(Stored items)
PR #62, opened 2017-08-24
[NOJIRA] Fix table components to accept arbitrary props and custom cl…

matthewdavidson:
…ass names

### DIFF
--- a/packages/bpk-component-table/src/BpkTableHead.js
+++ b/packages/bpk-component-table/src/BpkTableHead.js
@@ -19,7 +19,7 @@
 import PropTypes from 'prop-types';
 import React from 'react';
 
-const BpkTableHead = props => <thead>{props.children}</thead>;
+const BpkTableHead = props => <thead {...props} />;
 
 BpkTableHead.propTypes = {
   children: PropTypes.node.isRequired,
--- a/changelog.md
+++ b/changelog.md
@@ -16,6 +16,9 @@
 - bpk-component-button:
   - Fixed SyntheticEvent not being passed to the onClick handler.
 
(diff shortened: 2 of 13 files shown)


packages/bpk-component-table/src/BpkTableHead.js
```diff
@@ -19,7 +19,7 @@
 import PropTypes from 'prop-types';
 import React from 'react';
 
-const BpkTableHead = props => <thead>{props.children}</thead>;
+const BpkTableHead = props => <thead {...props} />;
```
k0nserv: Does passing `children` like this have any caveats or does it just compile to identical code?

k0nserv: Just checked

```javascript
const test1 = <b>Hello</b>
const test2 = <b children={["hello"]} />
```
Compiles to

```javascript
"use strict";

var test1 = React.createElement(
  "b",
  null,
  "Hello"
);
var test2 = React.createElement("b", { children: ["hello"] });
```

k0nserv: BUt that probably just takes the same code paths anyway

matthewdavidson: We use this pattern elsewhere and _it works_... not sure of the implications.

k0nserv: https://github.com/facebook/react/blob/master/src/isomorphic/classic/element/ReactElement.js#L214-L230 it gets added to props when passed in third argument

georgegillams:
...except for the "failed build" thing...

■ Exercise aim ■
Please transcribe only the lines in the records above running from the line that has "k0nserv: Does passing" through the line that has "matthewdavidson: We use", both included, exactly as they appear.

■ Solution to this exercise ■
k0nserv: Does passing `children` like this have any caveats or does it just compile to identical code?

k0nserv: Just checked

```javascript
const test1 = <b>Hello</b>
const test2 = <b children={["hello"]} />
```
Compiles to

```javascript
"use strict";

var test1 = React.createElement(
  "b",
  null,
  "Hello"
);
var test2 = React.createElement("b", { children: ["hello"] });
```

k0nserv: BUt that probably just takes the same code paths anyway

matthewdavidson: We use this pattern elsewhere and _it works_... not sure of the implications.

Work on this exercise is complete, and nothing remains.